Cold competition assay for the specificity of Fur binding to the putative promoter regions. 32P-labeled putative promoter DNA was analyzed after incubation with Fur and unlabeled DNA (cold probe). If the unlabeled probes competed for the binding of labeled probes, the binding of Fur to the promoter regions was considered specific. Lane 1, free 32P-labeled DNA; lanes 2 through 5, gonococcal Fur. For the fur, NGO0711, NGO0794, NGO0904, NGO1205, NGO1275/NGO1276, NGO1430, NGO1751, NGO1851, and NGO2116 probes, the Fur protein was added at a concentration of 150 nM, and for the other regions 700 nM Fur protein was added. The fold excess of the cold probes was increased from lane 3 to lane 5, ranging from 50-fold to 1,000-fold (indicated by the triangles). The gene designations of N. gonorrhoeae F62 were assigned according to their homologues in N. gonorrhoeae FA1090.
RNA purification and RT-PCR.
N. gonorrhoeae F62 wild-type and fur mutant strains were plated on a GCB plate and grown overnight at 37°C with 5% CO2 and then inoculated into CDM containing 0.042% Na2CO3 and incubated with shaking for 2 h. The culture was diluted into fresh CDM at an optical density at 600 nm (OD600) of 0.1 and incubated for an additional 2 h. Subsequently, 100 μM ferric nitrate or 150 μM Desferal (deferoxamine mesylate) was added to the culture. The bacterial pellets were collected at 1 h and 3 h after the addition of iron or Desferal. RNA was purified from these pellets using an RNeasy kit (Qiagen, Hilden, Germany) and treated with DNase I. The semiquantitative RT-PCR was performed using Superscript III One-Step reagents (Invitrogen, Carlsbad, CA) and visualized on an agarose gel. Quantitative RT-PCR was carried out using a One-Step QuantiTect SYBR green RT-PCR kit (Qiagen) on an ABI Prism 7700 sequence detection system (Applied Biosystems, Foster City, CA). A total of 25 ng of RNA was used in each reaction mixture. The relative mRNA levels were evaluated using the comparative cycle threshold (ΔΔCT) method (3).

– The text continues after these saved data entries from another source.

PR #1444, opened 2020-02-07
Decorator to skip tests based on ocs version

shylesh:

### DIFF
--- a/docs/writing_tests.md
+++ b/docs/writing_tests.md
@@ -41,6 +41,18 @@ For more details what else is possible with `pytest_marker_bugzilla` plugin
 look at the
 [project documentation](https://github.com/eanxgeek/pytest_marker_bugzilla).
 
+## Skipping tests based on ocs version
+
+You can skip a test which is not applicable for specific ocs version using
+skipif_ocs_version('expr') decorator.
+example:
+```python
+from tests.helpers import skipif_ocs_version
+
+@skipif_ocs_version('<4.3')
+def test_fio_workload():
+    pass
+```
 
 ## Base test classes for teams
 
--- a/docs/writing_tests.md
+++ b/docs/writing_tests.md
@@ -44,12 +44,12 @@ look at the
 ## Skipping tests based on ocs version
 
 You can skip a test which is not applicable for specific ocs version using
-skipif_ocs_version('expr') decorator.
+skipif_ocs_version('expr_list') decorator.
 example:
 ```python
-from tests.helpers import skipif_ocs_version
+from ocs_ci.framework.testlib import skipif_ocs_version
 
-@skipif_ocs_version('<4.3')
+@skipif_ocs_version(['>4.1','<4.3'])
 def test_fio_workload():
     pass
 ```
--- a/docs/writing_tests.md
+++ b/docs/writing_tests.md
@@ -44,12 +44,21 @@ look at the
 ## Skipping tests based on ocs version
 
 You can skip a test which is not applicable for specific ocs version using
-skipif_ocs_version('expr_list') decorator.
+
+```@skipif_ocs_version([expression1, expression2, ...])``` decorator.
+
 example:
 ```python
 from ocs_ci.framework.testlib import skipif_ocs_version
 
 @skipif_ocs_version(['>4.1','<4.3'])
+def test_fio_workload():
+    pass
+```
+
+You can also specify a single expression in a string like:
+```python
+@skipif_ocs_version('<4.3')
 def test_fio_workload():
     pass
 ```
--- a/ocs_ci/framework/testlib.py
+++ b/ocs_ci/framework/testlib.py
@@ -1,4 +1,5 @@
 from ocs_ci.framework.pytest_customization.marks import *  # noqa: F403
+from functools import wraps
 
 
 @pytest.mark.usefixtures(  # noqa: F405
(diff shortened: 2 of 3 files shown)


shylesh:
Verified locally, ran with 
```run-ci ./tests --cluster-name shmohantl --cluster-path ~/skiptest/  -k test_fio_workload --ocs-version 4.2 --verbose```

got the results

```-------------------------------------------------------------------- live log collection ---------------------------------------------------------------------
17:55:31 - MainThread - ocs_ci.utility.utils - INFO - Executing command: oc --kubeconfig /home/shylesh/skiptest/kubeconfig get Node  --selector=node-role.kubernetes.io/worker -o yaml
collected 357 items / 356 deselected / 1 selected                                                                                                            

tests/libtest/test_fio_workload.py::TestFIOWorkload::test_fio_with_block_storage SKIPPED                                                               [100%]
```

with decorator
```python
@skipif_ocs_version('<4.3')
def test_fio_workload():
    pass
```

tests/helpers.py
```diff
@@ -1907,3 +1908,27 @@ def modify_osd_replica_count(resource_name, replica_count):
     params = f'{{"spec": {{"replicas": {replica_count}}}}}'
     resource_name = '-'.join(resource_name.split('-')[0:4])
     return ocp_obj.patch(resource_name=resource_name, params=params)
+
+
+def skipif_ocs_version(expr):
```
petr-balogh: What about to move it here:  https://github.com/red-hat-storage/ocs-ci/blob/master/ocs_ci/framework/testlib.py

From here we import all the markers, base class and so on so testlib sounds good to me for such functionality. WDYT?

tests/helpers.py
```diff
@@ -1907,3 +1908,27 @@ def modify_osd_replica_count(resource_name, replica_count):
...
+    """
+    This is a decorator to skip the test if condition evaluates to
+    true based on expression
+
+    Args:
+        expr (str): condition for which we need to check,
+            eg: '<4.3', '>4.3'
```
petr-balogh: add also example for `>=` .

What about if we will need to do something like . VERSION >=4.3 and VERSION < 4.6.

I can imagine that you can allow do something like  `> = 4.3 and {version} < 4.6` if you will do before expr.format(version=config.ENV_DATA['ocs_version'])

tests/helpers.py
```diff
@@ -1907,3 +1908,27 @@ def modify_osd_replica_count(resource_name, replica_count):
...
+
+    Return:
+        decorated function
+    """
+    comparision_str = config.ENV_DATA['ocs_version'] + expr
+    # skip_this will be either True or False after eval
+    skip_this = eval(comparision_str)
+
```
petr-balogh: What about to use: @functools.wraps(func)

You can read a bit about it here:
https://lerner.co.il/2019/05/05/making-your-python-decorators-even-better-with-functool-wraps/

clacroix12: @shylesh we use what Petr is talking about in our [retry module](https://github.com/red-hat-storage/ocs-ci/blob/master/ocs_ci/utility/retry.py) if you want another example.

vasukulkarni: I think the better place for this is in conftest with pytest.fixture so we can avoid decorating it.

tests/helpers.py
shylesh: @petr-balogh ,

What would be the best way to specify ranges during decoration in tests, 
how does this looks
```python
@skipif_ocsversion(">4.2 and <= 4.3")
def test_xyz()
    pass
```
is this ok ? or any other suggestions.

dahorak: Another possible syntax might be, to expect string or list of strings containing the simple expression like what it is documented (`<4.3`) - and then simply iterate over the list and ensure, that all the expressions are true... Not sure, which option is more clear and readable though.

clacroix12: I agree with @dahorak's suggestion. I think we can start off iterating over a list of expressions (essentially only using `and`). This approach is readable and makes it clear to anyone reading this code what versions the test supports. If we feel the need for more operators like `or` we can revisit the logic.

shylesh: @dahorak @clacroix12 
sounds like good idea, it would be easy to iterate over list and build expression to eval.

tests/helpers.py
petr-balogh: I think that decorator is easier to use and easy to send parameter to it. How will you send the versions you would like to avoid to the fixture? Can you please elaborate more? Thanks

tests/helpers.py
shylesh: done

tests/helpers.py
shylesh: Done, user can pass a list

ocs_ci/framework/testlib.py
```diff
@@ -35,3 +36,32 @@ class EcosystemTest(BaseTest):
...
+
+
+def skipif_ocs_version(expr_list):
+    """
+    This is a decorator to skip the test if condition evaluates to
+    true based on expression
+
+    Args:
+        expr_list (list): condition for which we need to check,
+            eg: ['<4.3', '>4.2'], ['<=4.3', '>=4.2']
```
dahorak: Would it make sense to handle expressions argument both as simple string and as a list? (e.g. if I want to specify only one condition  like `'>4.2'`, using `@skipif_ocs_version('>4.1')` is slightly more clear and easier than ` @skipif_ocs_version(['>4.1'])`.
And it might be more error prone, because with the current implementation if somebody will provide just string, it will iterate over each character of that string and might produce slightly confusing errors.

My suggestion is, to add following line at the beginning (and rename `expr_list` to `expressions`):
```python
expressions = [expressions] if isinstance(expressions, str) else expressions
```

docs/writing_tests.md
```diff
@@ -41,6 +41,18 @@ For more details what else is possible with `pytest_marker_bugzilla` plugin
 look at the
 [project documentation](https://github.com/eanxgeek/pytest_marker_bugzilla).
 
+## Skipping tests based on ocs version
+
+You can skip a test which is not applicable for specific ocs version using
+skipif_ocs_version('expr_list') decorator.
```
dahorak: I would remove the apostrophes from around the argument `skipif_ocs_version('expr_list')` ... as it can be list.

petr-balogh: or put the list directly there the same as you have in example below

ocs_ci/framework/testlib.py
shylesh: done

petr-balogh:
@shyles please send email to ocs-qe about this skip decorator. You can directly link the proper section from: https://ocs-ci.readthedocs.io/en/latest/docs/writing_tests.html

Issue #1446, opened 2020-02-07
4.2-rc build is not used anymore, we have to stop using it till it will be used again


petr-balogh:
Talking to Boris to start using again 4.2-rc tag for whatever 4.2.Z-rc build to not have to update config each for each Z-stream.

For now I would use latest-4.2.

```
upgrade = False, latest_tag = '4.2-rc'

    def get_latest_ds_olm_tag(upgrade=False, latest_tag=None):
        """
        This function returns latest tag of OCS downstream registry or one before
        latest if upgrade parameter is True
    
        Args:
            upgrade (str): If True then it returns one version of the build before
                the latest.
            latest_tag (str): Tag of the latest build. If not specified
                config.DEPLOYMENT['default_latest_tag'] or 'latest' will be used.
    
        Returns:
            str: latest tag for downstream image from quay registry
    
        Raises:
            TagNotFoundException: In case no tag found
    
        """
        latest_tag = latest_tag or config.DEPLOYMENT.get(
            'default_latest_tag', 'latest'
        )
        _req = requests.get(
            constants.OPERATOR_CS_QUAY_API_QUERY.format(tag_limit=20)
        )
        latest_image = None
        tags = _req.json()['tags']
        for tag in tags:
            if tag['name'] == latest_tag:
                latest_image = tag['image_id']
                break
        if not latest_image:
>           raise TagNotFoundException(f"Couldn't find latest tag!")
E           ocs_ci.ocs.exceptions.TagNotFoundException: Couldn't find latest tag!
```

The relative expression level of each gene was normalized to the endogenous rmp gene and is represented as the ratio to that of the wild-type sample under iron-replete (+Fe) conditions. The results are presented as the mean ± the standard deviation of three independent experiments. Statistics were performed using a Student's t test. The mRNA levels observed for the wild type under iron depletion (−Fe), the fur mutant under +Fe conditions, and the fur mutant under −Fe conditions were compared to those of the wild type under +Fe conditions. A P value of <0.05 is considered significant.
DNase I foot printing.
The PCR products of the putative promoter regions of each ORF were cloned into pGEMT-easy vector (Qiagen). One primer, either T7 (5′-TAATACGACTCACTATAGGG-3′) or Sp6 (5′-ATTTAGGTGACACTATAGA-3′), was labeled with 6-carboxyfluorescein ([FAM] Invitrogen). The single-side-labeled probes of the putative promoter regions of each gene were PCR amplified with one labeled primer and one coupled unlabeled primer from the respective pGEMT-easy vectors and purified by ethanol precipitation. The footprinting assay was carried out in 50 μl of buffer (10 mM Tris-Cl, pH 7.9, 100 mM KCl, 1 mM CaCl2, 200 μg/ml BSA, 2 mM MgCl2, 0.5 mM β-mercaptoethanol [β-ME], 8 mM MnCl2, 10% glycerol), containing 1 μg of poly(dI-dC). After a 30-min incubation of the protein and the 2,000-ng probes at RT, 1 μl of DNase I (2 U/μl; Ambion/Applied Biosystems) was added, and DNA digestion was carried out at 37°C for 3 min. Fifty microliters of stop solution (0.1 M EDTA, pH 8.0, 0.6 M Na acetate) was subsequently added to the reaction mixture to terminate DNA digestion. Digested DNA was purified by a QIAquick PCR purification kit (Qiagen) and eluted into 30 μl of H2O. Ten microliters of the digested DNA was mixed with 9.7 μl of HiDi formamide (Applied Biosystems, Foster City, CA) and 0.3 μl of GENEScan-600 LIZ size standards (Applied Biosystems). The samples were analyzed using fragment analysis at the Tufts University Core Facility, and the results were visualized using the software Peakscanner (Applied Biosystems). The experiments were repeated three times, and a gradient of Fur concentrations (50 nM, 250 nM, 500 nM, 750 nM, and 1000 nM) was used for each promoter region.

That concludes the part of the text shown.